◆ Collected data:
PR #314, opened 2026-07-29
comms: key a sent message on the identity the provider stamped, not the one we asked for

tinnhlt-gra:
PR #310's live run through a real Gmail mailbox settled a question STATUS.md had carried open since
#303, and settled it against the design: **Gmail rewrites a client-supplied `Message-ID`.** Three
sends produced six `activity` rows — ours under the minted `019fad38-…@localhost`, and the
separately captured Sent-folder echo under a Gmail-minted `CAFAR1txEuKW…@mail.gmail.com`.

#303 reasoned that the sent row and its provider echo share one natural key, so the echo's upsert
would find the row and write nothing. The reasoning is sound; its premise is false. A `Message-ID` a
sender writes is a *request*, and Gmail declines it.

## It was four bugs, not one

| # | What broke | Why |
|---|---|---|
| 1 | **Every sent email appeared twice on the timeline.** | The echo's natural key is Gmail's identity, ours was the minted one, so `ON CONFLICT (workspace_id, source_system, source_id) DO NOTHING` never fired. |
| 2 | **Replies attributed to the wrong row.** | The counterparty's reply roots its `thread_key` at Gmail's identity, and the reply matcher joins outbound activities on `thread_key`. It found the *echo* — a row with none of the send's links, no consent purpose, no draft outcome. |
| 3 | **Our own follow-up sends quoted a chain nobody had seen.** | `anchorThreading` rebuilds `In-Reply-To`/`References` from the stored identity. |
| 4 | **The at-least-once retransmission guard was silently dead.** | `gmail.Send` tells "already transmitted" from "never sent" by searching `rfc822msgid:<minted id>`. Against a rewritten identity that search can never match. |

1–3 share one fix. **4 is deliberately out of scope** — and it is what makes the rest of this PR
shaped the way it is.

## The invariant, and the one it is subordinate to

> An email activity's natural key is the identity the transmitted message carries on the wire.

Minting stays; the system stops *assuming* it was honoured and asks. `gmail.Send` reads the identity
back off the message Gmail just created — via the existing `GetRaw` and **`mailmap.Parse`, the same
function capture parses the echo with**, so the identity the send records and the identity capture
derives are one function of one set of bytes and cannot drift apart.

That invariant is subordinate to an older one:

> **The receipt commits whenever the provider accepted the message. Nothing about bookkeeping may
> roll that back.**

Getting this backwards would have shipped a worse bug than the one being fixed. A reconcile coupled
to the receipt means any bookkeeping error rolls `RecordSent` back, the delivery stays `pending`,
River redelivers, and the retry guard searches for an identity Gmail already discarded (defect #4) —
**mailing the recipient a second time.** On exactly the provider this PR exists for.

So the receipt commits in its own transaction, and the re-key runs afterwards, best-effort, under a
non-cancelable bounded context with a recover boundary. Once the receipt is committed, nothing from
the reconcile phase can reach the dispatcher — not an error, not a panic, not a commit failure.

## The absorb

Capture cannot learn of a send until the send is recorded, so an echo captured before the reconcile
commits already owns the stamped key. Our row absorbs it: links **copied** (not moved), the queued
counterparty review moved, and the echo's natural key **released** — `uq_activity_source` is a
partial index, so `source_system = NULL, source_id = NULL, archived_at = now()` frees the identity
without destroying anything.

An earlier revision hard-deleted the echo. Two reviews killed that: it would have been the only hard
`DELETE FROM activity` in the codebase, it orphaned the echo's attachments (and their S3 objects),
embeddings and provenance where Art. 17 erasure can never reach them — breaking `eraseAttachments`'
stated invariant, "no bytes are ever orphaned with their only key gone" — and it destroyed a
`CommercialCorrespondence` row that carries a 6-year GoBD floor under `extensions/de`.

The echo lookup is also **constrained**, because the stamped identity is parsed from a remote
provider's response bytes: matching on `(source_system, source_id)` alone would let a hostile or
corrupted response nominate any captured activity in the workspace. The candidate must also be
`kind='email'`, `direction='outbound'`, `captured_by LIKE 'connector:%'`, `created_at >= survivor`,
and name the same counterparty. A collision that does not match is a fault, not an absorb.

## Review

Four adversarial reviews — two on the design, two on the code — all dispositioned in the design
directory. They found things that changed the architecture, not just the code:

- **Fable (design)** — the receipt-coupling blocker above. The design as approved would have turned
  every bookkeeping fault into a double-send.
- **Security redteam** — the hard delete, and the provider-string-selects-the-victim lookup.
- **Fable (code)** — the error-reporting path itself could poison the receipt transaction and cause
  the double-send it existed to report.
- **Codex (code)** — two more paths to the same double-send: job-context cancellation after Gmail
  accepted, and the fact that a savepoint cannot protect an *uncommitted* receipt from a failed
  `RELEASE`, a lost connection, or a panic outside the guard. This is what forced the two-transaction
  split. Codex also caught two contract dishonesties: auditing an archive as a `merge`, and emitting
  `activity.updated` with an empty required `changed_fields` delta.

Both blocker fixes were **mutation-tested** — remove the detached context and the cancellation test
fails with `pg: begin: context canceled`; remove the savepoint and the collision test fails with a
real `25P02` on a rolled-back receipt.

## Testing

`make check-backend` green; `make test-integration` green with **0 skips** (28 packages);
`craft static` over the branch diff — 0 blocker, 0 major, 0 minor.

The tests that matter are the failure paths, not the happy one:

- the receipt stands when the reconcile returns an error, hits a real Postgres `23505`, panics, has
  no reconciler wired, loses its transaction's connection, or has its job context cancelled;
- `Send` returns **no error** when the read-back fails — the re-mail guard;
- the absorb refuses a row it cannot show is this message's echo (inbound / human-authored /
  not-an-email / another recipient / no recipient), and never reaches another workspace's row on the
  same identity;
- the absorbed echo **keeps** the links Art. 17 erasure reaches it by;
- the end-to-end proof: a send through a Gmail stub that rewrites the identity, then the echo
  captured from the bytes the provider stored — exactly one activity survives, and
  `engagement.reply` names the send's own row.

**Live testing is not included and is not claimed.** The branch was booted against the real
connected mailbox (`tin.nguyen@gradion.com`, grant holds both `gmail.send` and `gmail.readonly`) and
confirmed syncing, but no mail was sent. The guide for the live run is in the design directory. One
trap it records: **do not test by mailing yourself** — see R4 below.

## Residuals, stated not discovered

- **D1 — the retransmission guard stays broken.** Gmail exposes no idempotency key and once the
  identity is rewritten there is nothing left to search for. Deferring it is only defensible
  *because* the reconcile can no longer cost a second email; had it stayed coupled, this PR would
  have widened the very window it declines to close.
- **D2/R2 — no backfill.** Pre-existing duplicate pairs keep mis-attributing until those threads die.
- **R1** — a follow-up staged before its anchor's reconcile commits forks the thread visually; reply
  detection survives.
- **R3** — the archived echo is never swept (the retention selector requires `archived_at IS NULL`).
  The price of respecting the correspondence floor.
- **R4** — a self-addressed send does not collapse: the send stamps the first `To` as counterparty,
  capture stamps the first *non-owner*. Fixing it means one spelling of "who was this message with",
  which is an ADR-0072 semantics change.
- **R5** — an E10 subscriber is never told the identity moved, because the survivor's re-key is
  audit-only (below).

## Upstream (P3)

1. `data-model` §7/§8 fixes the mail natural key as the RFC822 `Message-ID` without saying **whose**
   — the sender's request or the transmitting provider's assignment. That ambiguity is what licensed
   #303's assumption, and this build now has live evidence the two differ.
2. `activity.updated`'s `changed_fields` is a closed, bounded delta that cannot represent a
   transport-identity change. The survivor's re-key is therefore **audit-only** and ratified as such,
   rather than publishing an empty required delta that would misrepresent what changed.
3. `SendReceipt`'s doc argued a provider's own identifiers "join nothing here". True of Gmail's
   `threadId`, false of the RFC822 identity.
4. Capture does not persist the provider's internal message id, which is why the absorb's echo
   lookup is a strong heuristic rather than a proof.

---
## Summary by cubic
Record sent emails under the provider-stamped RFC822 `Message-ID`, collapsing Sent-folder echoes to remove duplicates and fix reply attribution. If the provider doesn’t return an identity on read-back, the send still commits and the reconcile degrades without re-keying (no resend).

- **Bug Fixes**
  - Re-key sent messages to the provider’s `Message-ID`; echoes collapse onto the send; replies/threading now attach to the send.
  - Reject invalid or overlong provider-reported identities; if read-back yields no identity, reconcile logs and skips while the send stands.
  - Echo absorb copies links, moves pending counterparty review, releases the echo’s key, archives it (emits `activity.archived`), and matches strictly (same workspace, outbound email, connector provenance, same counterparty, recent).

- **Migration**
  - `connector.SendReceipt` now includes a validated, length-bounded `RFC822MessageID`.
  - `Dispatcher` passes the full receipt to `RecordSent(ctx, id, receipt)`; `Store` requires a `MessageIdentityReconciler`.
  - `gmail` reads back the stored message and parses the identity via `mailmap.Parse`.
  - Send worker binds a system actor and correlation id for audit/outbox during reconcile.

<sup>Written for commit 755db64a17ba1c671c22cd72854e0530488bb163. Summary will update on new commits.</sup>

<a href="https://cubic.dev/pr/gradionhq/margince-poc-v1/pull/314?utm_source=github" target="_blank" rel="noopener noreferrer" data-no-image-dialog="true"><picture><source media="(prefers-color-scheme: dark)" srcset="https://www.cubic.dev/buttons/review-in-cubic-dark.svg"><source media="(prefers-color-scheme: light)" srcset="https://www.cubic.dev/buttons/review-in-cubic-light.svg">Review in cubic</picture></a>

## Summary by CodeRabbit

* **New Features**
  * Gmail sends now recognize provider-assigned message identities and consolidate duplicate sent-message echoes into one activity.
  * Replies are more reliably attributed to the correct sent message, including when Gmail rewrites message identifiers.
  * Sent receipts are preserved even when post-send reconciliation encounters an error.

* **Bug Fixes**
  * Improved handling of duplicate echoes, identity collisions, and pre-transmission capture races.
  * Invalid or unavailable provider identities no longer disrupt successful sends.
  * Added safeguards for excessively long message identifiers.


tinnhlt-gra:
## Testing — what was run, and what was deliberately not

Posting this after the merge so the live-run instructions live with the change rather than in a
gitignored working directory.

### Automated — run and verified locally, not just reported

`make check-backend` and `make test-integration` both green, the latter ending
`OK: integration passed with 0 skips (28 packages, parallel)`. `craft static` over the branch diff:
0 blocker, 0 major, 0 minor. Both were re-run after merging `origin/main` (which brought #309/#313
and migration `0142` — no number race, this change adds no migrations).

**The receipt survives everything.** These are the tests that matter, because the failure they
guard is a second email to a real recipient, not a wrong row:

```
TestRecordSentKeepsTheReceiptWhenTheReconcileFails
TestRecordSentKeepsTheReceiptWhenTheReconcileHitsAUniqueViolation
TestRecordSentKeepsTheReceiptWhenTheReconcilePanics
TestRecordSentKeepsTheReceiptWhenTheReconcilesTransactionIsLost
TestRecordSentKeepsTheReceiptWhenTheFaultReportItselfPanics
TestRecordSentKeepsTheReceiptWhenTheBreadcrumbItselfCannotBeWritten
TestRecordSentKeepsTheReceiptWhenTheStoreHasNoReconciler
TestDispatchRecordsTheReceiptWhenTheJobContextIsCancelledDuringTheSend
```

Two of these were **mutation-tested** rather than trusted:

- remove the savepoint → `TestRecordSentKeepsTheReceiptWhenTheReconcileHitsAUniqueViolation` fails
  with the real Postgres evidence — `current transaction is aborted (SQLSTATE 25P02)` caused by
  `duplicate key value violates unique constraint "uq_activity_source" (SQLSTATE 23505)`, and
  `commit unexpectedly resulted in rollback`. That is the double-send, reproduced.
- remove `context.WithoutCancel` → `TestDispatchRecordsTheReceiptWhenTheJobContextIsCancelledDuringTheSend`
  fails with `pg: begin: context canceled`, i.e. `OutcomeRetry` on an already-sent message.

**The read-back, including its degradations:**

```
TestSendReportsTheIdentityGmailStampedWhenItRewroteIt
TestSendReportsTheMintedIdentityUnchangedWhenGmailHonouredIt
TestSendSucceedsWithNoIdentityWhenTheReadBackFails      ← the re-mail guard
TestSendReportsNoIdentityWhenTheReadBackIsNotAUsableOne
TestSendOnRetryFindsThePriorSendAndReadsNothingBack
TestRecordSentRefusesAnIdentityNoMessageCouldCarry
```

**The absorb, mostly as refusals** — an absorb that fires when it should not is worse than one that
never fires:

```
TestAbsorbRefusesARowThatIsNotThisMessagesEcho          (inbound / human-authored / not-an-email /
                                                         another recipient / no recipient)
TestAbsorbNeverReachesAnotherWorkspacesRowOnTheSameIdentity
TestAbsorbLeavesTheEchoTheLinksErasureReachesItBy
TestAbsorbDoesNotDuplicateALinkTheSurvivorAlreadyHolds
TestAbsorbLeavesTheEchosProjectLinkBehindWhenTheSurvivorHasOne
TestAbsorbGivesTheSurvivorTheEchosProjectLinkWhenItHasNone
TestAbsorbRePointsAQueuedCounterpartyReview
TestAnEchoCapturedBeforeTransmitIsAbsorbedByTheReceiptItself   ← production shape, real reconciler
```

**The end-to-end proof and the wiring gate:**

```
TestAGmailRewrittenIdentityStillYieldsOneActivityAndOneReplyTarget
TestEveryComposedDeliveryStoreCarriesAMessageIdentityReconciler
```

The first drives a real send through a Gmail stub that rewrites the `Message-ID`, then feeds capture
the bytes the provider *stored* — exactly one activity survives, nothing remains under the minted
identity, and `engagement.reply` names the send's own row. The second is an AST scan, verified to go
red when a reconciler is nil'd.

### Manual — what was actually done

The branch was booted against the **real connected mailbox** (`tin.nguyen@gradion.com`) and confirmed:

- `/healthz` and `/readyz` 200; boot line `applied 0 core+custom + 0 river migration(s); schema is at head`;
- the running binary built from the branch, process bound to the dev database `margince`;
- the Gmail connector enabled and the grant holding **both** `gmail.send` and
  `gmail.readonly` — the second matters, because `Send` verifies only the send scope and a
  send-but-not-read grant would 403 the read-back and make this fix structurally dead;
- the mailbox actively syncing (`last_synced_at` advancing against a live `history_id`).

Every SQL query in the run-book below was executed against that live database and corrected where
the schema disagreed with the obvious guess (`audit_log.occurred_at`, not `created_at`;
`last_synced_at` is a projection of `capture_sync_state`, not a `capture_connection` column).

### Not done, and not claimed

**No mail was sent.** Sending is outward-facing and irreversible, and the only safe recipient was the
owner's to choose. The live confirmation of the headline claim — one timeline row per send — is
still outstanding.

### Live run-book

Send through the UI under a **fresh subject token**, wait for `comms_outbound.status = 'sent'`, then:

```sql
-- 1. THE PASS/FAIL. One row is a pass; two rows with differing source_id is the defect.
SELECT subject, source_id, thread_key, direction, archived_at
  FROM activity WHERE subject LIKE '<token>%' ORDER BY created_at;

-- 2. The delivery and the timeline agree, and the provider receipt is recorded.
SELECT o.status, o.message_id, o.provider_message_id, a.source_id
  FROM comms_outbound o JOIN activity a ON a.id = o.activity_id
 WHERE a.subject LIKE '<token>%';

-- 3. The evidence that this mailbox rewrites: a system:comms-send 'update' audit row
--    whose before/after name the two identities.
SELECT actor_id, action, before->>'source_id' AS minted, after->>'source_id' AS stamped
  FROM audit_log WHERE entity_type = 'activity' AND action = 'update'
 ORDER BY occurred_at DESC LIMIT 5;
```

Then reply from the counterparty mailbox and assert the reply's `thread_key` matches the send's
re-keyed `source_id`, and that `engagement.reply`'s `matched_outbound_activity_id` is the **send's**
activity id rather than an echo's.

Connect with:
`docker compose -f infra/docker-compose.dev.yml exec -T postgres psql -U margince_owner -d margince -c "<query>"`

### Three traps that each read as a failure of this change

1. **Do not test by mailing yourself.** The send stamps `counterparty_email` as the first `To`;
   capture stamps the first **non-owner** address. A self-addressed send gives the two rows
   different counterparties, the absorb's counterparty predicate correctly declines, and you get two
   rows. That is residual R4, not a broken re-key. Use a real second recipient.
2. **Use a fresh subject token.** The dev database still holds #310's duplicate pairs — this change
   deliberately does not backfill them (D2/R2), so a `subject LIKE` that catches an old pair reads
   as a failure of the new code.
3. **If you ever test from a git worktree**, copy `.env.local` in first. A fresh worktree gets the
   all-commented template, and its `MARGINCE_KEYVAULT_ROOT_KEY` differs from the `scripts/dev.sh`
   fallback — the connected mailbox's refresh token will not decrypt, and the send fails in the
   vault looking exactly like a bug in the code under test.

### Follow-up this change does not do

A read-back that cannot be answered leaves the message under the minted key, and its echo lands as a
duplicate — the degradation is accepted, not repaired. `comms_outbound.provider_message_id` is
durable, so a later pass can re-ask the provider for the identity of a message it already accepted.
That pass is the repair and does not exist yet.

◆ About this exercise: All lines with the string "savepoint" must be copied from the data.

◆ Task answer:
  accepted, and the fact that a savepoint cannot protect an *uncommitted* receipt from a failed
fails with `pg: begin: context canceled`; remove the savepoint and the collision test fails with a
- remove the savepoint → `TestRecordSentKeepsTheReceiptWhenTheReconcileHitsAUniqueViolation` fails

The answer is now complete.